_Problem_:
Among the lines below, tally those holding the string "dminor" and give the total only.

_Records supplied_:
◇ ◇ ◇
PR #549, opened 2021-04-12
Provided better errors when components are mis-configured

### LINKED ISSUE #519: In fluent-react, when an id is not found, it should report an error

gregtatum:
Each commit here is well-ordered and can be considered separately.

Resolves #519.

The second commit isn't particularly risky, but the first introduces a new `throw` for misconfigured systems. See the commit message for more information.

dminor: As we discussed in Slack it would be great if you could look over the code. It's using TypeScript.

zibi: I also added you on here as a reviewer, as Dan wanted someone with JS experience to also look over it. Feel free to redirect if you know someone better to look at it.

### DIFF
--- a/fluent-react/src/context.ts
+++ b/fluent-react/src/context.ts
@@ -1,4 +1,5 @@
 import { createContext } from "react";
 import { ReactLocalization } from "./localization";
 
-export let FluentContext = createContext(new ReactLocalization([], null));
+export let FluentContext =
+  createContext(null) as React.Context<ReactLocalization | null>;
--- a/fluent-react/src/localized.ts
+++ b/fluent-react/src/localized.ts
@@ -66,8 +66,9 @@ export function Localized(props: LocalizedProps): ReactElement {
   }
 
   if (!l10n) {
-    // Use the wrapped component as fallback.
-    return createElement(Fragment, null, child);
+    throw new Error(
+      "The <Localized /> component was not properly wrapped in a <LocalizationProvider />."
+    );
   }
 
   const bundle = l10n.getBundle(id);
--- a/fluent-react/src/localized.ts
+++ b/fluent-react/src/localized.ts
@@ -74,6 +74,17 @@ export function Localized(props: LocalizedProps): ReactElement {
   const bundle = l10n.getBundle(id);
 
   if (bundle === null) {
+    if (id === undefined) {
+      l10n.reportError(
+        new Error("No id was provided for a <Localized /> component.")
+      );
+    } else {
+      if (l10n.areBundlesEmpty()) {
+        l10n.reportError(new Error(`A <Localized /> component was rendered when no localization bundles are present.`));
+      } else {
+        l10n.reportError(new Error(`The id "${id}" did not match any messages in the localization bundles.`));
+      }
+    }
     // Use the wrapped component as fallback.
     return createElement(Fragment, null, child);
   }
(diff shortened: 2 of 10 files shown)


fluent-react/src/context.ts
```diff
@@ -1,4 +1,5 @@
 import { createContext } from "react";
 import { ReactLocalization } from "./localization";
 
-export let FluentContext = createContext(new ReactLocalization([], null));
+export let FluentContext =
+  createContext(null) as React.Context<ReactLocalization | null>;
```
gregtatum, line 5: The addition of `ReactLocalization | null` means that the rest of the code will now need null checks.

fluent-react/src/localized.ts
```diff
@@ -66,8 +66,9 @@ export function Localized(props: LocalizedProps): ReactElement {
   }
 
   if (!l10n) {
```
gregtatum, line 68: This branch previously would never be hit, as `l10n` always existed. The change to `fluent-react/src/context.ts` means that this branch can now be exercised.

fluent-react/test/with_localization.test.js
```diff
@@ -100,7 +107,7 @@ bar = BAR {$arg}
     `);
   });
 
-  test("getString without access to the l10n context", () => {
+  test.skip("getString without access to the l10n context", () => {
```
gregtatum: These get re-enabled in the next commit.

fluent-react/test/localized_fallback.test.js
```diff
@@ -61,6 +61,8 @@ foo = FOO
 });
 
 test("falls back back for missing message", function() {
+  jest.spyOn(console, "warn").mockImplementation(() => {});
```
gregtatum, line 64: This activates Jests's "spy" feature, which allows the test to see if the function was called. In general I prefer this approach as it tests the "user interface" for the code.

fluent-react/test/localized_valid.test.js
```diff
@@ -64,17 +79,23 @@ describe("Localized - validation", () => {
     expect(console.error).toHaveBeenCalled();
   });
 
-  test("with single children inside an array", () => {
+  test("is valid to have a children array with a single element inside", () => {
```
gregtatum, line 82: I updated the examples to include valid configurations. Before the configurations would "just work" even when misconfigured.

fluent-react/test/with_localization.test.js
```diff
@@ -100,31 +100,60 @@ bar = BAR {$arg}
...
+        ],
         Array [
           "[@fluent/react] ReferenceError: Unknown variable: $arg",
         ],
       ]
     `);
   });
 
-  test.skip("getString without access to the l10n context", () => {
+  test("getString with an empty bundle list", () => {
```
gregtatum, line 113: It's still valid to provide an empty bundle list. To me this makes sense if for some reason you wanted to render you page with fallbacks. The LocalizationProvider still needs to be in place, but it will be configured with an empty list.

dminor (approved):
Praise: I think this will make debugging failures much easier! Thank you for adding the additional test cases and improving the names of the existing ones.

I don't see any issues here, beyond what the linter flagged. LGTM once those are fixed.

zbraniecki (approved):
◇ ◇ ◇
_Written response_:
2